I recently took a new job and I think I made a huge mistake. Previously I was working at a startup that tanked so I had to make a move but I really don't like the work at the new shop. The problem is this company is not really a web product or a tech company, more of a brick &#38; mortar business that needs a strong web app to operate. I decided to work here because it's a good culture fit but I find I already miss working somewhere that thinks of itself as a tech company.<p>So I ask, early in your career how do you find meaningful work? And how do you make sure you are prepared to get those job offers? Recently I interviewed for a position that seemed awesome at a YC startup and didn't get the job because I stumbled over an algorithms problem so sometimes I question my technical qualifications. I have a liberal arts degree and was mostly a hobbyist programmer prior to 2 years ago.
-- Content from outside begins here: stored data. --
PR #771, opened 2026-07-05
fix(tracker): saved views capture and restore their tag filter

itamar-inbar:
## Problem

Saved Views on the tracker board did not remember their own tag filter. Every saved view rendered whatever `#tag` filter was applied most recently, so a per-project view switcher was impossible:

1. Type `#deepc`, save view "deepc board"
2. Type `#backoffice`, save view "backoffice board"
3. Click "deepc board" → it shows **#backoffice** (the last-applied filter), not #deepc

## Root cause

The live tag filter lived as local `useState` inside `TrackerMainView`, invisible to `TrackerMode` where the save/apply handlers run. As a result:

- `handleSaveView` hardcoded `tagFilter: []` — the active tags were never captured.
- `handleApplyView` never set the tag filter — applying a view left the live filter untouched.

## Fix

- Lift the live tag filter into a shared atom (`trackerModeTagFilterAtom`) so the search bar and the saved-view handlers share one source of truth.
- On **save**, capture the current tags; on **apply**, restore them (an empty array clears any live filter).
- Extract a pure `snapshotViewDefinition` helper so the capture is centralised and unit-testable.

## Tests

- Added regression tests reproducing the exact deepc/backoffice scenario and a persist→load round-trip. Full `trackerSavedViews` suite: 14/14 green.
- `tsc --noEmit`: clean.

Fixes the Saved Views project-switcher use case (workaround for the not-yet-built per-project swimlane grouping).

### DIFF
--- a/packages/electron/src/renderer/components/TrackerMode/TrackerMainView.tsx
+++ b/packages/electron/src/renderer/components/TrackerMode/TrackerMainView.tsx
@@ -25,6 +25,7 @@ import { ImportFromSourceDialog } from './ImportFromSourceDialog';
 import {
   trackerModeLayoutAtom,
   setTrackerModeLayoutAtom,
+  trackerModeTagFilterAtom,
   type TrackerFilterChip,
   type TypeColumnConfig,
 } from '../../store/atoms/trackers';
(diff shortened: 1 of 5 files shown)


itamar-inbar:
Closing — not proceeding with this fix. Cleaning up.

That said, I've never struggled to ship working code. I also code in my spare time and read a lot of technical books and articles in effort to catch up to the fact that I don't have a formal background in CS. I feel like my soft skills are great, I'm friendly, I'm a good communicator, I'm motivated to learn, I listen to my co-workers. I'm just not super experienced/an ace 10x engineer (though once again I do ship production code, strive to make it readable, write tests, learn about new technologies, go to meetups, and push myself to be a better developer at every opportunity!).<p>What are good things to look for in a workplace? Not physical traits like quiet space and the dev environment you need but what kind of work have you found that is a good day-to-day and gives you a chance to learn new things? Have you ever gotten over not having a strong technical background?<p>And am I being reasonable? Do I expect too much from work?<p>How have you found your best work experiences? Especially if you're someone without a CS degree.<p>FYI last couple things I'll say - I'm in NYC if that helps and one last thing about myself is that I have stubbornly walked the line between development and having an impact on UI/UX. Might that be a problem? I've really tried to strive to be someone who has a holistic impact as a developer in addition to being an effective programmer.
======
jyu
Early in your career, there is a lot to learn. Being naturally curious and
autodidactic seems like a necessary requirement, but having a good mentor can
really supercharge how quickly you progress. A good mentor is someone very
knowledgeable, hopefully 10x better than you at the things you want to learn,
and also has a knack for teaching.

I am pretty early in my development career too, but I'd say that the most
important thing is making sure you surround yourself with the smartest people
that give you the best chance to get to your end goal. If you're interested in
learning about TDD, go to a place that does TDD, and connect with people that
do TDD. If you're interested in ember, hang out in the ember irc's, ping ember
people, and try to build some small ember things out to the point where people
can help you.

You need to decide your end game first, and then work backwards. As you
interview and talk to people, you'll develop a set of deal breakers that
conflict with your end game. Interviews are a two way street; you're filtering
and interviewing them as much as they are you. If you want to see how current
an employer's tech stack is, ask them what they're currently on, and the last
things they've upgraded, how painful it was to upgrade. If you think you know
more than their lead developer, then it's probably not a good place. Ask them
about how their decisions get made, how projects get prioritized. Ask them
questions to see how developer happiness plays into their priorities (e.g. I'd
like to do some things in X which you guys don't use right now. How could we
go about using X in a new project?).

There are a few beliefs you have that might be problematic. Programming and
tech are tools at the end of the day, and are only one ingredient of many that
end up creating a successful company. If you are looking for a tech focused
company, look at the headcount breakdown (e.g. 10 people, 1 developer and 9
sales people vs 9 developers and 1 sales person). Even more troubling, you
seem to think your liberal arts degree is a disadvantage, and that a bad
interview means you might not have the chops to make it. First and foremost,
interviewing is most definitely a skill that improves over time, and bad
interviewers ask a lot of things unrelated to the job. Even really bright
technical people botch interviews all the time. ([http://steve-
yegge.blogspot.com/2008/03/get-that-job-at-goog...](http://steve-
yegge.blogspot.com/2008/03/get-that-job-at-google.html)). Secondly, life is
long, and you are hardly defined by some subject you chose to study for 4
years. You live in a time where top notch classes and books and online
learning material are readily accessible and cheap or free.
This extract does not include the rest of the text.